Charlotte lo miró de reojo, divertida, pero con un toque de seriedad que pocas veces mostraba.
—Estoy de acuerdo. Pero no creas que eso te da puntos extras conmigo, Marco, para que dejes de ponerle filtros de Instagram a mi candidato —comentó con picardía, volviendo a su tono habitual—. Tendrás que ganártelos. Y eso incluye dejar de idolatrarme por mi capacidad de burlarme de mi jefe.
Marco sonrió.
—Lo sé, Charlie. Pero es un gran punto de partida.
Mientras tanto, Alejandro se retiró a su habitación, cerrando el balcón de golpe. La imagen de Charlotte y Marco caminando y riendo juntos quedaba grabada en su mente, generándole una sensación de inquietud que no estaba dispuesto a reconocer. Sentía que debía mantenerse distante, racional, profesional. Pero algo en su interior empezaba a rebelarse contra su propia disciplina. La irritación con Marco era solo un síntoma.

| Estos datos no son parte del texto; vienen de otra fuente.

PR #1892, opened 2021-01-29
refactor: paginate experiment trials [DET-4900, DET-4921, DET-4922]

hkang1:
## Description

- Upgrade experiment details page to use pagination for experiment trials endpoint.
- Remove using experiment trials data to figure out whether we allow or disallow viewing in tensorboard. (since we will not have the full list of trials to be able to determine this)

## Test Plan

Check to make sure experiment detail page trials load properly, can paginate through and sort the various columns.

## Checklist

### DIFF
--- a/webui/react/src/pages/ExperimentDetails/ExperimentActions.tsx
+++ b/webui/react/src/pages/ExperimentDetails/ExperimentActions.tsx
@@ -6,7 +6,7 @@ import {
   activateExperiment, archiveExperiment, cancelExperiment, killExperiment,
   openOrCreateTensorboard, pauseExperiment, unarchiveExperiment,
 } from 'services/api';
-import { ExperimentBase, RunState, TBSourceType, TrialItem } from 'types';
+import { ExperimentBase, RunState, TBSourceType } from 'types';
 import { cancellableRunStates, killableRunStates, terminalRunStates } from 'utils/types';
 import { openCommand } from 'wait';
 
@@ -27,24 +27,11 @@ interface Props {
     [key in Action]?: () => void;
   };
   onSettled: () => void; // A callback to trigger after an action is done.
-  trials: TrialItem[];
 }
 
 type ButtonLoadingStates = Record<Action, boolean>;
 
-/*
-  * We use `numSteps` or `totalBatchesProcessed` as a
-  * proxy to trials that definietly have some metric.
-  */
-const experimentWillNeverHaveData = (experiment: ExperimentBase, trials: TrialItem[]): boolean => {
-  const isTerminal = terminalRunStates.has(experiment.state);
-  const trialsWithSomeMetric = trials.filter(trial => {
-    return trial.totalBatchesProcessed > 0;
-  });
-  return isTerminal && trialsWithSomeMetric.length === 0;
-};
-
-const ExperimentActions: React.FC<Props> = ({ experiment, onClick, trials, onSettled }: Props) => {
+const ExperimentActions: React.FC<Props> = ({ experiment, onClick, onSettled }: Props) => {
   const [ btnLoadingStates, setBtnLoadingStates ] = useState<ButtonLoadingStates>({
     Activate: false,
     Archive: false,
@@ -177,7 +164,7 @@ const ExperimentActions: React.FC<Props> = ({ experiment, onClick, trials, onSet
         key="tensorboard"
         loading={btnLoadingStates.Tensorboard}
         onClick={handleCreateTensorboard}>View in TensorBoard</Button>,
-      showIf: (exp): boolean => !experimentWillNeverHaveData(exp, trials),
+      showIf: (exp): boolean => terminalRunStates.has(exp.state),
     },
     {
       button: <Button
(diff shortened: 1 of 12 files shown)


webui/react/src/types.ts
```diff
@@ -322,6 +324,11 @@ export interface ValidationMetrics {
   validationMetrics: Record<string, number>;
 }
 
+export interface TrialPagination {
```
hamidzr, line 327: suggestion: I think pagination like startEndTimes is gonna repeat in all our endpoints that return a list exactly the same. wdy about sth like this


~another thought if we define it this way maybe we don't define a new  Trials or TrialPagination type. anywhere we return a value that has pagination we define the return type as `T & Pagination`~

webui/react/src/services/utils.ts
```diff
@@ -169,5 +170,19 @@ export const consumeStream = async <T = unknown>(
   }
 };
 
+/* eslint-disable-next-line @typescript-eslint/no-explicit-any */
+export const validateDetApiEnum = (enumObject: unknown, value?: unknown): any => {
```
hamidzr, line 174: nit: could you please add a comment about the usage?

webui/react/src/services/types.ts
```diff
@@ -27,7 +27,7 @@ interface ApiBase {
 // Designed for use with Swagger generated api bindings.
 export interface DetApi<Input, DetOutput, Output> extends ApiBase {
   postProcess: (response: DetOutput) => Output;
-  request: (params: Input) => Promise<DetOutput>;
+  request: (params: Input, options?: unknown) => Promise<DetOutput>;
```
hamidzr, line 30: what options would go here instead of `params`

webui/react/src/pages/ExperimentDetails/ExperimentActions.tsx
```diff
@@ -177,7 +164,7 @@ const ExperimentActions: React.FC<Props> = ({ experiment, onClick, trials, onSet
         key="tensorboard"
         loading={btnLoadingStates.Tensorboard}
         onClick={handleCreateTensorboard}>View in TensorBoard</Button>,
-      showIf: (exp): boolean => !experimentWillNeverHaveData(exp, trials),
+      showIf: (exp): boolean => terminalRunStates.has(exp.state),
```
hamidzr, line 167: blocking: I think we can allow the button to show even when experiment is not in a terminal state.

hamidzr: (that is the existing behavior as well)

webui/react/src/services/types.ts
hamidzr: we might want to include in as part of the params `Input & {options?: unknown}` just to make it easier to add future arguments this will make it sort of a keyword argument instead of a positional one

hamidzr: same thing  as we did with fetch option

webui/react/src/types.ts
hkang1: great idea, I just did another one (active experiments) and thought the same thing

webui/react/src/services/types.ts
hkang1: My thinking here is that there are some other http options that we can potentially pass, even though we are only using `signal` at the moment. So this is to avoid any potential namespace pollution between params and options. Also to me, it seems a bit cleaner to call out the http options separately from params, so it's obvious what are API specific vs HTTP options.

webui/react/src/pages/ExperimentDetails/ExperimentActions.tsx
hkang1: ah yes, I totally did not think this part through. At this point TBs should just be allowed regardless of state.

webui/react/src/services/types.ts
hamidzr: would we be using this for signal? It looks like you added this a while back. https://github.com/determined-ai/determined/blob/204d363985a0024c651785f0d49101d9f1f4e336/webui/react/src/services/utils.ts#L105

hamidzr (approved):
LGTM having pagination here should help a lot. IMO having both the fetchOptionParams and the newly added `options` to generateDetApi can get confusing later on so it'd be good to consolidate those too here or in another PR.

hamidzr (approved):
LGTM. 

this applies to all our pagination tables: when we switch pages since the action is async we should probably put the table in loading state until the new page is loaded so that the user gets immediate feedback. probably best to leave for a separate ticket

hamidzr:
created this to track. https://determinedai.atlassian.net/browse/DET-4962

do we also want a release note?

webui/react/src/pages/ExperimentDetails/ExperimentOverview.tsx
```diff
@@ -157,6 +157,7 @@ const ExperimentOverview: React.FC<Props> = ({
         },
         { signal: canceler.signal },
       );
+      console.log('trials', experimentTrials);
```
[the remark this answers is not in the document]
hkang1: 🤦

hkang1:
> created this to track. https://determinedai.atlassian.net/browse/DET-4962
> 
Thanks!

> do we also want a release note?
>
👍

Charlotte, por su parte, permanecía ajena a la complejidad de los sentimientos de Alejandro. Disfrutaba del humor, de la ligereza de la caminata, de la compañía de Marco y de su propio ingenio. Cada broma, cada gesto era una forma de marcar su independencia y, al mismo tiempo, mantener el control de la situación. Para ella, Marco era un divertido colega, un alivio cómico ante el drama constante de Alejandro Montalbán.
Al final del día, el sol descendía sobre la playa y Charlotte y Marco regresaron a la posada. Ella estaba satisfecha: había logrado disfrutar del paseo sin comprometer su humor ni su autoridad. Marco estaba encantado: había logrado acercarse un poco más, sin cruzar límites, dejando entrever su interés sin presionar.
Alejandro, desde la ventana de su habitación —esta vez oculto tras la cortina—, vio cómo regresaban. Una mezcla de curiosidad, incomodidad y algo indefinible se instaló en él. Comprendió que la gira no solo ponía a prueba la resistencia del equipo, sino también las emociones que él mismo no estaba dispuesto a admitir. Charlie, con su picardía y confianza, seguía dominando el espacio que él no sabía cómo reclamar. Y Marco, sin proponérselo, comenzaba a ocupar un lugar de ligereza y confianza que Alejandro, por su propia rigidez, estaba dejando vacío.
El día cerró con la brisa marina rozando la posada y la sensación de que nada volvería a ser igual.